[Collected data entries]
______
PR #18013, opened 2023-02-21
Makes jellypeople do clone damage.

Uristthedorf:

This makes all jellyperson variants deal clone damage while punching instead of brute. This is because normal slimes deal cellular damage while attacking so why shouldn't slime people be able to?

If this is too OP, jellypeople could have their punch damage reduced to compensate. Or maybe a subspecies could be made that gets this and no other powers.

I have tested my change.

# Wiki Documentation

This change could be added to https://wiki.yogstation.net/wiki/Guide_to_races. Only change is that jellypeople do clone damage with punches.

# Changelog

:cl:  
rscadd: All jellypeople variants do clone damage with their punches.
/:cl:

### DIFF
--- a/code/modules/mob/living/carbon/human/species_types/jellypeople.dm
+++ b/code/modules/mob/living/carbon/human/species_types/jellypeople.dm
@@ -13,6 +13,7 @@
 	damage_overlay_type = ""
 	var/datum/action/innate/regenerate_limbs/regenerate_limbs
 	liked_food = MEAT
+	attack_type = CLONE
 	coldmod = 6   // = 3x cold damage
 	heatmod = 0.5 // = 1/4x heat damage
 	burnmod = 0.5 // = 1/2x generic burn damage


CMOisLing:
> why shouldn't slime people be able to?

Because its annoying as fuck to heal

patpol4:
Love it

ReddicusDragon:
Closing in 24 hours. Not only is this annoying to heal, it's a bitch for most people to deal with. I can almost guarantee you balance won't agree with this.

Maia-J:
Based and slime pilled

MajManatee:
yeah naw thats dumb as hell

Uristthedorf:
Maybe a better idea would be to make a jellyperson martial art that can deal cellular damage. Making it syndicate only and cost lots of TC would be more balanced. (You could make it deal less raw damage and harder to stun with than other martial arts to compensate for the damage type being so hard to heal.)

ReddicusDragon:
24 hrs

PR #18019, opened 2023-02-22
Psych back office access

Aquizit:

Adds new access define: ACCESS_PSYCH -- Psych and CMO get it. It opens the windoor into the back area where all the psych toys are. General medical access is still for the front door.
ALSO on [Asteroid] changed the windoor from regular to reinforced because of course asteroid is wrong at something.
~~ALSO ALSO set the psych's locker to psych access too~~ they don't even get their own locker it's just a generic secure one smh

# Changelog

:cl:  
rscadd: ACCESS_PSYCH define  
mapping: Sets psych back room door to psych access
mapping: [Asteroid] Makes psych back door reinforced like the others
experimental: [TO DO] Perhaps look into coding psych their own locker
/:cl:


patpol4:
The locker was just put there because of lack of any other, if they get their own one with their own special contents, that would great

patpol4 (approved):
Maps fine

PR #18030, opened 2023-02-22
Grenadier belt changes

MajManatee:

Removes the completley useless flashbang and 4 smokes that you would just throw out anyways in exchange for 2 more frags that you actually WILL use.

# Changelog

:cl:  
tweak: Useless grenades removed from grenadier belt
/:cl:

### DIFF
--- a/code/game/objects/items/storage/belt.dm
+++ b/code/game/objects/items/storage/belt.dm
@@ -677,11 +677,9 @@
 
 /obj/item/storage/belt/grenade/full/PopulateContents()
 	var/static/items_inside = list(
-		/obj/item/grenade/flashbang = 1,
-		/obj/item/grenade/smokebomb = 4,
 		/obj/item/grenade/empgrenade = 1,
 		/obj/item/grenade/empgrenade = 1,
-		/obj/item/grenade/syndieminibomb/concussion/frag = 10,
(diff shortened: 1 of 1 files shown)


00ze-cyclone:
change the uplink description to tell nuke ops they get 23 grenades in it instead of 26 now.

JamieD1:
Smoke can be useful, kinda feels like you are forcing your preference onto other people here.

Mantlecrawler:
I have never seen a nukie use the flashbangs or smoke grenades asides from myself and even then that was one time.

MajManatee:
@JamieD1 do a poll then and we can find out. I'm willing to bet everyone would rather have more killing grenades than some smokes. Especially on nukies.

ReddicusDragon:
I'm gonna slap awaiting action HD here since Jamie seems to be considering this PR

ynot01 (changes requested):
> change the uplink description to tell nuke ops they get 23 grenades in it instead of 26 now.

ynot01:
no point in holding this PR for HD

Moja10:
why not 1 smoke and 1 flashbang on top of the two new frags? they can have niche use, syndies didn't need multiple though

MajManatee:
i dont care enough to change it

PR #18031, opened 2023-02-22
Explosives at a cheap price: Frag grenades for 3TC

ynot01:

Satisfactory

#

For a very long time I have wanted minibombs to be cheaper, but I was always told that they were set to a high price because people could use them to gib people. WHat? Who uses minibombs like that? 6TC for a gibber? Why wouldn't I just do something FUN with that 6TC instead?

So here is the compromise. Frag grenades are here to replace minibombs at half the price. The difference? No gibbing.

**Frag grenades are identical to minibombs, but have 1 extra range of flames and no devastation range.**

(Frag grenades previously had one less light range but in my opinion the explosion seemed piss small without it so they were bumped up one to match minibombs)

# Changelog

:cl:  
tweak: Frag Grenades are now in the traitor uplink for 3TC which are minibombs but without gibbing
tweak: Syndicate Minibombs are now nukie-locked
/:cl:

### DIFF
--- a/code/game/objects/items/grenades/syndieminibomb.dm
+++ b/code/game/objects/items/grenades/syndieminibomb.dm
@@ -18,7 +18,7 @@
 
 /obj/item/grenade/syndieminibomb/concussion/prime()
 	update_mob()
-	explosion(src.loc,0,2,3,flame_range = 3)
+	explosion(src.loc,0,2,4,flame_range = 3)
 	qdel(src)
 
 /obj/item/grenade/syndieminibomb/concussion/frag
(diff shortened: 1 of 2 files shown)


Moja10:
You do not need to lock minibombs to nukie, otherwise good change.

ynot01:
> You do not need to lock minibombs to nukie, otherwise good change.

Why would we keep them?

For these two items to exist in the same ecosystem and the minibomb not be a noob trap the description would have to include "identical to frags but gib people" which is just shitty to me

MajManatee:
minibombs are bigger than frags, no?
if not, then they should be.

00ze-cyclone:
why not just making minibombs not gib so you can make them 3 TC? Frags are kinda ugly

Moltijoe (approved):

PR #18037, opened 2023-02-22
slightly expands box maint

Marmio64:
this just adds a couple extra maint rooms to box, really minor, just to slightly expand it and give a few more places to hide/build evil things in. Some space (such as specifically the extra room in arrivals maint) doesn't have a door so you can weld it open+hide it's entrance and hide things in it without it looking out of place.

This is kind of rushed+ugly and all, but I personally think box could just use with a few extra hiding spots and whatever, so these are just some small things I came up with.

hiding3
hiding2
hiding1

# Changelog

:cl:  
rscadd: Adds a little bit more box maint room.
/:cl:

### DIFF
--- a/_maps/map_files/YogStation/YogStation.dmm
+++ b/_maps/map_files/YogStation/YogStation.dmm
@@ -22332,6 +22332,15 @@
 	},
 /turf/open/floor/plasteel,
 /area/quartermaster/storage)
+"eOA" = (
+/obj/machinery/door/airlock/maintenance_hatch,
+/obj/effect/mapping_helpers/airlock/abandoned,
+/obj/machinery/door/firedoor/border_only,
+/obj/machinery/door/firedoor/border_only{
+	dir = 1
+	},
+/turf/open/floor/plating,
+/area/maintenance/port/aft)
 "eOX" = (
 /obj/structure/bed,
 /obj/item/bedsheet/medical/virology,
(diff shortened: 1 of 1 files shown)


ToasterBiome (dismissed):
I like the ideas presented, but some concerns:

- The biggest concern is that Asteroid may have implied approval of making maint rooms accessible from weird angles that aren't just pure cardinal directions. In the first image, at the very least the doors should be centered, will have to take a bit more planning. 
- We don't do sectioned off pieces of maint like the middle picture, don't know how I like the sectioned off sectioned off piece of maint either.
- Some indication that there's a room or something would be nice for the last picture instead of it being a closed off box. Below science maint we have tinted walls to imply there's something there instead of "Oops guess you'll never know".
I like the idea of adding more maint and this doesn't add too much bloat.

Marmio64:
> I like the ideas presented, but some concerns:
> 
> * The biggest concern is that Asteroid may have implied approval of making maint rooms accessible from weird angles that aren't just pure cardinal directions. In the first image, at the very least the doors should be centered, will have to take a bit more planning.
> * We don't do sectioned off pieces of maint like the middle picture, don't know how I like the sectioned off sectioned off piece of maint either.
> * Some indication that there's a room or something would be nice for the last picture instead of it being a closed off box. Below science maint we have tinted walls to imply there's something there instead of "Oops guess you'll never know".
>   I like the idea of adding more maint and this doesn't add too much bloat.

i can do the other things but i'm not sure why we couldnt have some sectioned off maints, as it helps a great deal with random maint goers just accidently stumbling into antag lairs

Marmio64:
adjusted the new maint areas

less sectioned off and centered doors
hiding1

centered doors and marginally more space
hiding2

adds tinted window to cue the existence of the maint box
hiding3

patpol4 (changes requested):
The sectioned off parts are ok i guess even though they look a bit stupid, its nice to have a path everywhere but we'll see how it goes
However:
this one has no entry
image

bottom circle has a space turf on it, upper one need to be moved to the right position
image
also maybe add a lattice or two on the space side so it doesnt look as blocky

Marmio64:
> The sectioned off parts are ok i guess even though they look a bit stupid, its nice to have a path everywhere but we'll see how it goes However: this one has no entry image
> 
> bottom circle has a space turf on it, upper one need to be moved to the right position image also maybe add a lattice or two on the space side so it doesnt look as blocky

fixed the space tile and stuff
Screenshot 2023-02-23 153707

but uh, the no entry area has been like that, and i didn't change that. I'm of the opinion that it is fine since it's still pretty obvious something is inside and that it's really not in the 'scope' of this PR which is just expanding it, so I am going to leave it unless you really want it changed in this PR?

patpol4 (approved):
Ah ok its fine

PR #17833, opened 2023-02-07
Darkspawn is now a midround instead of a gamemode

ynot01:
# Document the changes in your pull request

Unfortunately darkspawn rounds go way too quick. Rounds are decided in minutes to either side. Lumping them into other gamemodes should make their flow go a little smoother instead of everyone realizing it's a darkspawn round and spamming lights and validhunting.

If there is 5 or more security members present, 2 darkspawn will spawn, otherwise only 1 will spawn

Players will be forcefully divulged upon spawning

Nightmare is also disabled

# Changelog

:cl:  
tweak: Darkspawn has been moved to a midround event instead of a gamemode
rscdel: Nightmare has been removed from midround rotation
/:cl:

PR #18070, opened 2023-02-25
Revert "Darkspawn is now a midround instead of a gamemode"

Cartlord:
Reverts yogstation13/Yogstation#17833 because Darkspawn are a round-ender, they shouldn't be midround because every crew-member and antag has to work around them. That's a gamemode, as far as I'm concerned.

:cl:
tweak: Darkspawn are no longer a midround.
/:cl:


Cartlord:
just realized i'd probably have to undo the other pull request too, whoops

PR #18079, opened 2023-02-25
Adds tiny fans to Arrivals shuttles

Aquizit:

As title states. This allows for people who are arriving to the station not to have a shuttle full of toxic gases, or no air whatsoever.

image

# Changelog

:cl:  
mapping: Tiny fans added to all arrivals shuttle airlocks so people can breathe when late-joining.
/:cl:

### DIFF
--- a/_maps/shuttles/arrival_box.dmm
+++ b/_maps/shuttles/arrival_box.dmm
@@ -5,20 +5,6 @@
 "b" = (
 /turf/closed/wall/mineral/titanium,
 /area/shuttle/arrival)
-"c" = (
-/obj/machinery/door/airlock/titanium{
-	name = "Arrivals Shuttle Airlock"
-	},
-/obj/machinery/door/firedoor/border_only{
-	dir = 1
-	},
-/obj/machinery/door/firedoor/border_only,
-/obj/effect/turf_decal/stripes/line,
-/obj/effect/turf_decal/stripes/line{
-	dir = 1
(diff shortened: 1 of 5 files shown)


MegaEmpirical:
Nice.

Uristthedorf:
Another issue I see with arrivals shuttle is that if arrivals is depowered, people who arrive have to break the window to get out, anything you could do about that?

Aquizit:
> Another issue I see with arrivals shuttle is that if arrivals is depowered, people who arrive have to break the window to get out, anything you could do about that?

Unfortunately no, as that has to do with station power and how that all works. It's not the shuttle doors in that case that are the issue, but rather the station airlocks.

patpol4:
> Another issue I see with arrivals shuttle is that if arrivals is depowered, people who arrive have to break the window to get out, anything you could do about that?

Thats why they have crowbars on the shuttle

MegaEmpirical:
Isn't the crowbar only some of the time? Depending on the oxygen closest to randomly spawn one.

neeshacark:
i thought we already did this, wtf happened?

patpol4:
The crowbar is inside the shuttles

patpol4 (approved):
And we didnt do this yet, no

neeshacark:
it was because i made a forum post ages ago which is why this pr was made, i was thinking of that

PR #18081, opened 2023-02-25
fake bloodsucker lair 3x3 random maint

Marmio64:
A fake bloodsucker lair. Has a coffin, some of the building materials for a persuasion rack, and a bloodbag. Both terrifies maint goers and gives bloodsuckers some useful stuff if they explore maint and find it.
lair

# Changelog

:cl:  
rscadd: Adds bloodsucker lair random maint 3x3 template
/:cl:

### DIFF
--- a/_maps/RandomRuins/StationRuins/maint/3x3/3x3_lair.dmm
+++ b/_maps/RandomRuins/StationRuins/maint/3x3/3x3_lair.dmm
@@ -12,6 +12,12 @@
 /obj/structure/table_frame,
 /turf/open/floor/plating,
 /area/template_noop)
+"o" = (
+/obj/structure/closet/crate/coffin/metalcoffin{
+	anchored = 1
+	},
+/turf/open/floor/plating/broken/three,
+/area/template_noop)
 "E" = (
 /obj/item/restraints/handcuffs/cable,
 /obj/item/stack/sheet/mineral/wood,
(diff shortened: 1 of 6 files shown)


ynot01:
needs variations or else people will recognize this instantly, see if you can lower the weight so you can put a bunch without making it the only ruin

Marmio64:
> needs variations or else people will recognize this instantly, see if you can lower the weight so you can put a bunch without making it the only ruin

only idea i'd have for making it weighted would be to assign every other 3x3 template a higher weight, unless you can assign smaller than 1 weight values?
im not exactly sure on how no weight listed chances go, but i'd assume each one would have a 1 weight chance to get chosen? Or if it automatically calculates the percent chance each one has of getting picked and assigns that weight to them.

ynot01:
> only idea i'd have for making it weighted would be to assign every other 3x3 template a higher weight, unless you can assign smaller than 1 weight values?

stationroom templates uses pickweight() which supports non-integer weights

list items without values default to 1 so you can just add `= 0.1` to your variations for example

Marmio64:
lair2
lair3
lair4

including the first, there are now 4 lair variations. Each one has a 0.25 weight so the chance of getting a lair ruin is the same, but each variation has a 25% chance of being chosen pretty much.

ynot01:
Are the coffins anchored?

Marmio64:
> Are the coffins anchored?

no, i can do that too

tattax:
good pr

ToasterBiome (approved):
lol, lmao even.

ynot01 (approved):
______
▶ [TO DO]: In the data above, find the line that contains "-13,6 +13,7 @@" and the line that contains "--- a/code/game/objects/items/storage/belt.dm". Repeat exactly those lines and every line between them, and only those.

▶ [SOLVED EXERCISE]:
@@ -13,6 +13,7 @@
 	damage_overlay_type = ""
 	var/datum/action/innate/regenerate_limbs/regenerate_limbs
 	liked_food = MEAT
+	attack_type = CLONE
 	coldmod = 6   // = 3x cold damage
 	heatmod = 0.5 // = 1/4x heat damage
 	burnmod = 0.5 // = 1/2x generic burn damage


CMOisLing:
> why shouldn't slime people be able to?

Because its annoying as fuck to heal

patpol4:
Love it

ReddicusDragon:
Closing in 24 hours. Not only is this annoying to heal, it's a bitch for most people to deal with. I can almost guarantee you balance won't agree with this.

Maia-J:
Based and slime pilled

MajManatee:
yeah naw thats dumb as hell

Uristthedorf:
Maybe a better idea would be to make a jellyperson martial art that can deal cellular damage. Making it syndicate only and cost lots of TC would be more balanced. (You could make it deal less raw damage and harder to stun with than other martial arts to compensate for the damage type being so hard to heal.)

ReddicusDragon:
24 hrs

PR #18019, opened 2023-02-22
Psych back office access

Aquizit:

Adds new access define: ACCESS_PSYCH -- Psych and CMO get it. It opens the windoor into the back area where all the psych toys are. General medical access is still for the front door.
ALSO on [Asteroid] changed the windoor from regular to reinforced because of course asteroid is wrong at something.
~~ALSO ALSO set the psych's locker to psych access too~~ they don't even get their own locker it's just a generic secure one smh

# Changelog

:cl:  
rscadd: ACCESS_PSYCH define  
mapping: Sets psych back room door to psych access
mapping: [Asteroid] Makes psych back door reinforced like the others
experimental: [TO DO] Perhaps look into coding psych their own locker
/:cl:


patpol4:
The locker was just put there because of lack of any other, if they get their own one with their own special contents, that would great

patpol4 (approved):
Maps fine

PR #18030, opened 2023-02-22
Grenadier belt changes

MajManatee:

Removes the completley useless flashbang and 4 smokes that you would just throw out anyways in exchange for 2 more frags that you actually WILL use.

# Changelog

:cl:  
tweak: Useless grenades removed from grenadier belt
/:cl:

### DIFF
--- a/code/game/objects/items/storage/belt.dm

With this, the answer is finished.